Clinical use of these tests is not yet established, despite the existence of several studies showing a correlation with NAFLD and ITIH4. However, the results are encouraging, and point to a possible role for ITIH4 as NAFLD diagnostics. It also is important to note that human NAFLD and HCC are not the same disease. Pig models are more reliable for biomarker studies because they closely mimic human anatomy, genetics, and lipid metabolism.
The results of these studies indicate that ITIH4 is a biomarkor of NAFLD. This finding is very promising, as it may assist in early diagnosis. It may also be able to prevent NAFLD developing into nonalcoholic steatohepatitis (NAS) or hepatocellular cancer. The utility and efficacy of ITIH4 in diagnosing NAFLD are being evaluated by the authors.

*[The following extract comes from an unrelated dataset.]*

Issue #781, opened 2023-06-21
Add CI/CD integration for Github


MoritzWeber0:
It would be nice to extend the current Gitlab specific features for Github instances.
Namely, the model badge & diagram cache should be fetched from Github repositories / model artefacts.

HCC incidence rates among patients with NAFLD have been higher than those of patients with cirrhosis. However, they are still low. The five-year cumulative incidence for HCC in NAFLD patients with cirrhosis was 0.08 per 1000 years, which was the same as the rate in diabetics. The highest risk was found in older Hispanics, at 23.7/1000 yrs, compared with 12.3 percent in patients with diabetes.
PMID: 7805892 by Nishimura H., et al. cDNA and deduced amino acid sequence of human PK-120, a plasma kallikrein-sensitive glycoprotein.
PMID: 7775381 by Saguchi K., et al. Cloning and characterization of cDNA for inter-alpha-trypsin inhibitor family heavy chain-related protein (IHRP), a novel human plasma glycoprotein.